Vista do Monumento a Camões em Lisboa e da sua base.

Jerónimo Corte-Real (Lisboa?, c. 1533 — Évora, 15 de novembro de 1588)[1] foi um fidalgo da Casa Real, membro da influente família dos Corte Real, que se destacou como cultor do humanismo renascentista nos campos da poesia épica e da pintura.[2][3][4] Poeta bilíngue, produzindo em português e em castelhano, celebrizou-se com o poema em vinte e um cantos, dedicado ao rei D. Sebastião, intitulado «Sucesso do Segundo Cerco de Diu, estando D. João de Mascarenhas por capitão da fortaleza», uma composição que celebra os feitos militares de D. João de Mascarenhas no cerco que a guarnição portuguesa da cidade de Diu sofreu em 1546.[5] Contudo, a obra que mais o imortalizou foi o poema intitulado «Naufragio de Spulveda ...», obra que mereceu várias edições e serviu de inspiração a múltiplos autores. Conserva-se (Códice Cadaval na Arquivo Nacional da Torre do Tombo) um manuscrito de «Sucesso do Segundo Cerco de Diu, ...», magnificamente ilustrado pelo autor.[6][7][8]

Biografia[editar | editar código-fonte]

Jerónimo Corte-Real terá nascido em Lisboa, embora alguns autores aventem que possa ter nascido em Angra, na ilha Terceira, onde seu avô, Vasco Anes Corte Real, era o capitão do donatário, cargo que a partir de 1537 passaria para seu pai, Manuel Corte Real. Contudo, o mais provável é que tenha nascido em Lisboa, pois por alturas do seu nascimento a família Corte-Real já se encontrava em franca ascensão social, residindo quase permanentemente na capital e casando os seus membros com a melhor aristocracia do reino, com a capitania a ser governada pelos seus ouvidores residentes. Entre os membros próximos da família paterna contavam-se os descobridores da Terra Nova (Canadá), os seus tios-avôs Gaspar e Miguel Corte-Real. A mãe era a espanhola D. Beatriz de Mendoza, filha de Iñigo López de Mendoza e de Maria Bazán, dama da rainha D. Catarina, filha do 2.º visconde de Palacios de Valduerna.[8] Associava assim na sua ascendência a família Corte-Real às ilustres famílias espanholas de Mendoza e de Bazán.

O pai, para além de capitão do donatário em Angra e na ilha de São Jorge, nos Açores, foi alcaide-mor de Tavira por ser neto e herdeiro de João Vaz Corte Real. Era, por isso, sobrinho dos navegadores Gaspar e Miguel Corte Real, que se perderam em viagens de exploração realizadas em direcção às costas atlânticas da América do Norte e à Gronelândia.

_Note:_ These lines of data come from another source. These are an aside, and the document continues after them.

Issue #332, opened 2018-08-01
GraphQL query : show all triggers


neerajdotname:

tejaswinichile:
Will we be creating these triggers from the background(with setup task)? Or we are giving some kind of dashboard for admin to create triggers.

PR #391, opened 2018-08-13
332-list-triggers: list all triggers

abdul-shajin:
Added model, migrations
Added GraphQL Query
Added GraphQL Tests
Added Model tests

Issue #332

### DIFF
--- a/app/models/trigger.rb
+++ b/app/models/trigger.rb
@@ -1,0 +1,7 @@
+class Trigger < ApplicationRecord
+
+  scope :all_active, -> { where(active: true) }
+  scope :all_inactive, -> { where(active: false) }
+
+
+end
--- a/app/models/trigger.rb
+++ b/app/models/trigger.rb
@@ -1,7 +1,7 @@
 class Trigger < ApplicationRecord
 
-  scope :all_active, -> { where(active: true) }
-  scope :all_inactive, -> { where(active: false) }
+  scope :active, -> { where(active: true) }
+  scope :inactive, -> { where(active: false) }
 
 
 end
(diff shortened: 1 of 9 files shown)


tejaswinichile:
@abdul-shajin _a test cases are failing, can you have a look.

abdul-shajin:
@tejaswinichile _a some tests in resolvers were failing. Fixed

db/migrate/20180807160031_create_triggers.rb
```diff
@@ -0,0 +1,16 @@
+class CreateTriggers < ActiveRecord::Migration[5.2]
+  def change
+    create_table :triggers, id: :uuid do |t|
+      t.string :slug, null: false
```
tejaswinichile: I think this should be unique. I don't know exact requirement here. Can you confirm this on the issue?

tejaswinichile:
@abdul-shajin  _a

db/migrate/20180807160031_create_triggers.rb
neerajdotname: Why do we need a slug for a trigger?

abdul-shajin:
@tejaswinichile  _a  I added unique constraint and the index

neerajdotname:
@abdul-shajin Please do not forget to end sentence with a period. Also in that sentence you missed out "have".

It should have been like this.

> I have added unique constraint and the index.

app/models/trigger.rb
```diff
@@ -0,0 +1,7 @@
+class Trigger < ApplicationRecord
+
+  scope :all_active, -> { where(active: true) }
```
tejaswinichile: Just `active` will be sufficient, instead of `all_active`. Same for `inactive`.

abdul-shajin:
Thanks Neeraj. Will keep that in mind..

abdul-shajin:
@tejaswinichile _a Done the review suggestions.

Foi confirmado fidalgo da casa do rei D. João III, com 2$400 réis de moradia, o que lhe permitiu o ingresso nos círculos cortesãos.[9] Foi o 3.º administrador do morgado de Vale da Palma, em Évora, no qual sucedeu a seu irmão João Corte-Real que morrera solteiro, acidentalmente morto por um criado de seu pai.[8]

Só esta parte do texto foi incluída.